__Excerpted data__

PR #1868, opened 2020-11-16
Not finished at all

katepavlova1:
I am only commiting to let you know that I have started working on it but it's too challenging. I am planning to reviez the class and work on this lab a little more.

### DIFF
--- a/src/data.js
+++ b/src/data.js
@@ -2967,3 +2967,9 @@ let movies = [
       "rate": 8
     }
   ]
+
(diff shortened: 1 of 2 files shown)


Fanny-Sbn:
Please name your pull request with the following pattern :  [PAR-FT-0911] Your full name
Otherwise, we won't be able to correct your exercise (students from others campuses are also submitting their labs and we filter with PAR)

PR #1869, opened 2020-11-16
(PARIS-FT-911)Jacqueline Jumaga & Marine Sanjuan

jjumaga:
We didn't get 3 lines - we both tried multiple things that actually ended up taking away other checks in Jasmine.

- Found a useful way to use multiple HOF's in the same function to make it easier to read which we used in iterations 4, 5 and 6.

- There is an order is which to use each HOF depending on what you want to do - this took some time to figure out and was the result of many error message (map before you sort etc.).

Let us know your thoughts! Thanks TA's <3

### DIFF
--- a/src/movies.js
+++ b/src/movies.js
@@ -1,16 +1,343 @@
+/*let movies = [
+        {
+          "title": "The Shawshank Redemption",
+          "year": 1994,
+          "director": "Frank Darabont",
+          "duration": "2h 22min",
+          "genre": [
+            "Crime",
+            "Drama"
+          ],
+          "rate": 9.3
+        },
+        {
+          "title": "The Godfather",
+          "year": 1972,
+          "director": "Francis Ford Coppola",
+          "duration": "2h 55min",
+          "genre": [
+            "Crime",
+            "Drama"
+          ],
+          "rate": 9.2
+        },
+        {
+          "title": "The Godfather: Part II",
+          "year": 1974,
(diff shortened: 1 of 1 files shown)


VProum:
Hi Jacqueline and Marine!
Good job overall! the tests you didn't pass on jasmine were specific case you should handle (and that's why there is jasmine to remind you of those cases)

Good job 👍 but you don't have to clone the intial array (and your argument name is quite funny, try to stay explicit)
A shorter way 
`const getAllDirectors = array => array.map((item) => item.director)`

Good job again 👍
why use "horse" as a name for your arguments? XD

Good job 👍 and you used reduce 💯
but you are not managing the fact that a movie may not have a rate.
if at one time, a movie doesn't have a rate, you "ratesTotal" will be equal to "NaN"
so "average" will be equal to NaN and Math.round(average * 100) / 100 will be equal to NaN too! 
(Nan is toxic, as undefined is also)
and your average2 will return 0, as NaN is falsy

To solve that, you have to check that your movie has a rate first, by doing a check with an if statement
`if( !isNaN(cur.rate)) `
for instance

same issue as above

You are almost good in this iteration, but what if there is movies with the same year? you are currently not managing this issue, and jasmine want it in alphabetic order!
you have suceeded in iteration 6 so I know you know how to sort in alphabetical order :D

in your sort function, you have to check if the 2 years are the same with an if statement and order them in alphabetic order like in iteration 6 

Nice one! 👍

🥇

PR #1872, opened 2020-11-16
[PAR-WDFT-911] Adam Ghaoul & Mina Samwail

MinaSamwail:
The bonuses are not done yet but will be :)


Fanny-Sbn:
Hello Mina & Adam. Thanks for submitting your lab.

Here are a few comments :

Iteration 1: 👍

Shortest way to write it : 
    return movies.map(array => array.director)
}

Iteration 2: 👍

Iteration 3 :

Almost there, you don't validate the last spec because you're not checking if the movie has a rate. The rest of the logic is good.

if (!movies.length) return 0;
}, 0)
}

Iteration 4: 👍 Nice but you could reuse your ratesAverage function

Iteration 5: Nice but you could use localeCompare function instead

function orderByYear(array){
const sortYear = array.sort((movie1, movie2) =>{
if(movie1.year === movie2.year){
}
})
return sortYear;
}

Iteration 6: Nice, but same, you can chain HOF 

Nice job overall :) Wax on, wax off!

PR #1873, opened 2020-11-16
[PAR-WDFT-911]YUMIAO

yuuumiao:
some bonus parts i didnt manage to pass the Jasmin test, due to the limited time

### DIFF
--- a/src/data.js
+++ b/src/data.js
@@ -2966,4 +2966,10 @@ let movies = [
       ],
       "rate": 8
     }
-  ]
+  ];
+
+
+
+
+
+  module.exports = { movies };
--- a/src/movies.js
+++ b/src/movies.js
@@ -1,16 +1,202 @@
-// Iteration 1: All directors? - Get the array of all directors.
-// _Bonus_: It seems some of the directors had directed multiple movies so they will pop up multiple times in the array of directors. How could you "clean" a bit this array and make it unified (without duplicates)?
+// Goal : Practice JavaScript advanced methods (map, reduce, filter and sort to manipulate arrays
+// var { movies } = require('./data.js');
 
-// Iteration 2: Steven Spielberg. The best? - How many drama movies did STEVEN SPIELBERG direct?
+
+
+// Iteration 1: All directors? - Get the array of all directors.
+
+function getAllDirectors(arr){
+        
+        let arrDirectors = arr.map((movie) => {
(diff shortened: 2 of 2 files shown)


VProum:
Hi Yu,
Excellent work 👍
i see that you are doing lots of console.log :D this is very good, never try to guess the value of your variable and console logging them is a good way to understand what is going on on your programm

Good job with bonus 👍
A shorter way
`const getAllDirectors = array => [...new Set(array.map((item) => item.director))]`

Good job 👍

Good job 👍 
but you are overthinking it :D
in javascript, there are truthy and falsy value so 
if(Boolean(currentValue) == 1) and if(currentValue) are the same
basically you don't need Boolean(toto) and your ternary can even be shorter and cleaner :D

same as above, you don't need Boolean(smthg) and also, you have just created a function returning the average in iteration 3, why not reuse it?

Excellent 👍 

here again some extra work that is not needed all your " || [..arr] or || 'zzzzzz' " will never be reached, as the thing before the || are always truthy

### BONUS - Iteration 7 and 8: Time Format - Turn duration of the movies from hours to minutes
here are an exemple of  solutions : 

```
    var result = [];
    var copy = [...movies];
    result = copy.map(hoursToMinutes);
    console.log(result);
    return result;
}

function hoursToMinutes(movie) {
    var hoursStr = movie.duration;
    if (hoursStr.includes("h")) {
        var strArray = hoursStr.split('h');
        var hours = Number(strArray[0]);
        var minStr = strArray[1].split("min");
        var min = minStr[0];
        min = Number(min.slice(1));
        movie.duration = hours * 60 + min;
        return movie
    } else {
        var minStr = hoursStr.split("min");
        var min = minStr[0];
        min = Number(min);
        movie.duration = min;
        return movie
    }
}


  const yeardObj = movies.reduce((acc, movie) => {
    if (acc[movie.year]) acc[movie.year].push({ rate: movie.rate });
    else acc[movie.year] = [{ rate: movie.rate }];
    return acc;
  }, {});

  let best = { bestYear: 0, avg: 0 };

  for (let key in yeardObj) {
    let avg = ratesAverage(yeardObj[key]);
    if (avg > best.avg) best = { bestYear: key, avg: avg };
  }

  return `The best year was ${best.bestYear} with an average rate of ${best.avg}`;
}

```


🥇

PR #1935, opened 2021-01-25
[RMT-PT-012021]KhrystynaLeshko &LucaManzon

KhrystynaLeshko:
done 6 iterations

### DIFF
--- a/src/movies.js
+++ b/src/movies.js
@@ -1,15 +1,114 @@
 // Iteration 1: All directors? - Get the array of all directors.
+
+function getAllDirectors(movies) {
+  let directors = movies.map((movie) => movie.director);
+  return directors;
+
+  /*let directors = movies.map (function(movie){
+    return movie.director;
+  });
+  return directors; */
+}
+
 // _Bonus_: It seems some of the directors had directed multiple movies so they will pop up multiple times in the array of directors. How could you "clean" a bit this array and make it unified (without duplicates)?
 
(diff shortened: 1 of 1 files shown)


src/movies.js
```diff
@@ -1,16 +1,115 @@
...
+  });
+  if (rates.length === 0) {
+    return 0;
+  }
+  let avg = rates.reduce(function (acc, num) {
+    return acc + num;
+  });
+  let result = avg / rates.length;
+  return Math.round(result * 100) / 100;
+}
```
IH-WebDev-TA-Remote, line 69: Could also have reused the previous ratesAverage() function to calculate the average here! 😄

src/movies.js
```diff
@@ -1,16 +1,115 @@
...
+    } else if (value2.title < value1.title) {
+      return 1;
+    }
+    return 0;
+  });
+  let top20 = sort.filter(function (element) {
+    if (sort.indexOf(element) < 20) {
+      return element.title;
+    }
+  });
```
IH-WebDev-TA-Remote, line 106: Interesting use of the filter method here! Good job! 🏅 Another possible solution would be to use the [_.slice_ method](https://developer.mozilla.org/en-US/docs/Web/JavaScript/Reference/Global_Objects/Array/slice). 👍

IH-WebDev-TA-Remote (commented):
Great job overall! Another lab well done!  🥇

PR #1937, opened 2021-01-25
[WD-PT-JAN2021] Gizem Wanka && Aleksandra Porada

gizeminthecity:


src/movies.js
```diff
@@ -1,3 +1,6 @@
+
+// Gizem Wanka && Aleksandra Porada
+
 // Iteration 1: All directors? - Get the array of all directors.
 
 function getAllDirectors(arrayOfMovies) {
```
IH-WebDev-TA-Remote, line 6: Although a perfectly valid solution, the purpose of this iteration was to try the .map() array method to get you used to it! 💡

PR #3404, opened 2023-05-15
[FTRMT052023] Pierre Docquin

Dokryptos:


src/movies.js
```diff
@@ -1,22 +1,103 @@
...
+}
+    
 // Iteration 6: Alphabetic Order - Order by title and print the first 20 titles
-function orderAlphabetically(moviesArray) {}
+function orderAlphabetically(moviesArray) {
+    const copyMovies = [...moviesArray];
+    const twentyFirstMovie =[];
+ 
+    copyMovies.sort((a, b) => (a.title > b.title ? 1 : -1))
+    copyMovies.length = 20
```
TA-Remote, line 94: Here another option would be to `.slice(0, 20)` the result so you return the needed number of movies

src/movies.js
```diff
@@ -1,22 +1,103 @@
...
+    return allDirectors;
+}
+
+//  Bonus 1
+
+function clearAllDirector(arr){
+    let arrClearDirector = [];
+
+    arr.forEach(function(value){
+        if(!arrClearDirector.includes(value)){
```
TA-Remote, line 18: After if you have time also check `Set` for making unique arrays, if you have the free time and want to look on that one

TA-Remote (commented):
- Good work, keep it up :)

PR #3405, opened 2023-05-15
[FTRMT052023] Carolin Klose

Chiara888:
Initial link created

### DIFF
--- a/src/movies.js
+++ b/src/movies.js
@@ -1,19 +1,106 @@
 // Iteration 1: All directors? - Get the array of all directors.
+
+function getAllDirectors(moviesArray) {
+
+const findDirector = moviesArray.map(function (name) {
+    return name.director
+})
+
+return findDirector
+}
+
 // _Bonus_: It seems some of the directors had directed multiple movies so they will pop up multiple times in the array of directors.
 // How could you "clean" a bit this array and make it unified (without duplicates)?
-function getAllDirectors(moviesArray) {}
+
+// function getAllDirectors(moviesArray) {
+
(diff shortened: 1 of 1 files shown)


TA-Remote:
Hey Carolin!
Well done with your iterations, and using the array methods correctly🙌
- As we share in class this morning a possible solution for iter 4 (where you commented you couldn't find a way to divide just by dramaMovies), we need to moviesArray.filter() and get only the 'drama' movies. As you produce a perfect scoresAverage function🤩, you can also reused passing the filteredDramaArray as argument.
- About the Bonus 1 solution you asked me (sorry I realised later there was no solution🤦‍♀️) if it can help you, I'd share how I solved:
```
//Bonus 
function getUniquifyDirectors(moviesArray) {
  const directors = getAllDirectors(moviesArray);  --> reuse the function to get the array just with all directors

// POSSIBLE SOLUTTION USING .filter()
// --> accept 3 arguments: 'director' = placeholder for the director name, index = index of the "director element" , 
//  array = a copy of the 'directors' array itself
const uniqueDirectors = directors.filter((director, index, array) => { 
    return array.indexOf(director) === index; //--> using the indexOf to clean repetitions 
   });

// SOLUTION USING .forEach()
  const uniqueDirectors = []; // initialise empty array
  directors.forEach((director) => {
    if (!uniqueDirectors.includes(director)) { // if 'director' is not already inside --> add it 
      uniqueDirectors.push(director);
    }
  });
  return uniqueDirectors;  
}
```
Keep it up💪
Alessandra

PR #3406, opened 2023-05-15
 [FTRMT052023] Philippe Miossec

pmiossec:


src/movies.js
```diff
@@ -1,25 +1,120 @@
...
 
 // Iteration 6: Alphabetic Order - Order by title and print the first 20 titles
-function orderAlphabetically(moviesArray) {}
+function orderAlphabetically(moviesArray) {
+    let count = 0;
+    return moviesArray
+        .map(m => m)
+        .sort((m1, m2) => m1.title.localeCompare(m2.title))
+        .map(m => m.title)
+        .filter(m => {
```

__The task__
Look through the entries above; find each line with the word "name" and copy it.

__Solution to the exercise__
Please name your pull request with the following pattern :  [PAR-FT-0911] Your full name
Good job 👍 but you don't have to clone the intial array (and your argument name is quite funny, try to stay explicit)
why use "horse" as a name for your arguments? XD
+const findDirector = moviesArray.map(function (name) {
+    return name.director
// --> accept 3 arguments: 'director' = placeholder for the director name, index = index of the "director element" , 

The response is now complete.